Re: Index Scans become Seq Scans after VACUUM ANALYSE - Mailing list pgsql-hackers

From Jean-Paul ARGUDO
Subject Re: Index Scans become Seq Scans after VACUUM ANALYSE
Date
Msg-id 20020417101503.GA5010@pastis
Whole thread Raw
In response to Re: Index Scans become Seq Scans after VACUUM ANALYSE  (mlw <markw@mohawksoft.com>)
List pgsql-hackers
> Here is the problem, in a single paragraph.
> 
> If the DBA notices that there is a problem with a query, he adds an index, he
> notices that there is no difference, then he notices that PostgreSQL is not
> using his index. First and foremost he gets mad at PostgreSQL for not using his
> index. If PostgreSQL decided to use an index which increases execution time,
> the DBA would delete the index. If PostgreSQL does not use an index, he has to
> modify the posgresql.conf file, which disallows PostgreSQL from using an index
> when it would be a clear loser.
> 
> My assertion is this: "If a DBA creates an index, he has a basis for his
> actions."

I agree with Mark.

I jump on this thread to ask some questions:

1) When a DBA creates an index, it is mainly to optimize. But when an
index is created, we need to make a vacuum --analyze in order to give PG
optimizer (totally guessed, Tom may correct this affirmation?) knowledge
of it. My 1st question is : wouldn't we create a kind of trigger to make
an automatic vacuum --analyze on the table when a new index is created
on it?

Here an example on a pratical optimisation day: (taken from a
optimisation journal I make every time I need to make an optimisation on
a customer' database):

« Line 962

EXPLAIN SELECT t12_bskid, t12_pnb, t12_lne, t12_tck
FROM T12_20011231
WHERE t12_bskid >= 1
ORDER BY t12_bskid, t12_pnb, t12_tck, t12_lne;

Sort  (cost=1348.70..1348.70 rows=8565 width=16) ->  Seq Scan on t12_20011231  (cost=0.00..789.20 rows=8565 width=16)

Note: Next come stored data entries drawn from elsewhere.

PR #315, opened 2026-08-07
feat(client): name the token ACL denial behind a 403

geunwoonoh:
## What

Map `api_token_acl_not_allowed` to a clear message when it arrives on a 403.

## Why

alpacon-server is correcting the ACL refusal status from **400 to 403** (alpacax/alpacon-server#2804). An ACL denial is an authorization failure — the request is syntactically complete, the token simply may not do that — and the platform status taxonomy puts that at 403, not 400.

The server body is unchanged: `{"code": "api_token_acl_not_allowed"}`, with no `detail`. That matters here, because a detail-less 401/403 takes `checkAuthStatus` (`client/client.go:128`) rather than the generic `parseAPIError`. `authStatusCodeMessage` knew only `auth_mfa_required`, so the refusal fell through to the catch-all at `client/client.go:162`:

| | today (400) | without this PR (403) |
|---|---|---|
| path | `parseAPIError` field-map branch | `checkAuthStatus` → `authStatusMessage` |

dbkslight=# create index t12_bskid_pnb_tck_lne on t12_20011231
(t12_bskid, t12_pnb, t12_tck, t12_lne);
CREATE
dbkslight=# EXPLAIN SELECT t12_bskid, t12_pnb, t12_lne, t12_tck
dbkslight-# FROM T12_20011231
dbkslight-# WHERE t12_bskid >= 1
dbkslight-# ORDER BY t12_bskid, t12_pnb, t12_tck, t12_lne;

NOTICE:  QUERY PLAN:

Sort  (cost=1348.70..1348.70 rows=8565 width=16) ->  Seq Scan on t12_20011231  (cost=0.00..789.20 rows=8565 width=16)

EXPLAIN

dbkslight=# vacuum analyze t12_20011231;
VACUUM

dbkslight=# EXPLAIN SELECT t12_bskid, t12_pnb, t12_lne, t12_tck
FROM T12_20011231
WHERE t12_bskid >= 1
ORDER BY t12_bskid, t12_pnb, t12_tck, t12_lne;dbkslight-# dbkslight-#
dbkslight-# ;
NOTICE:  QUERY PLAN:

Index Scan using t12_bskid_pnb_tck_lne on t12_20011231
(cost=0.00..2232.11 rows=25693 width=16)

;-))

» end of example............

2) We all know that indices on small tables have to be dropped, because
the seq scan is always cheaper. I wonder about middle tables often
accessed: data are mainly in the PG buffers. So seq scan a table whose
data pages are in the buffer is always cheaper too :) 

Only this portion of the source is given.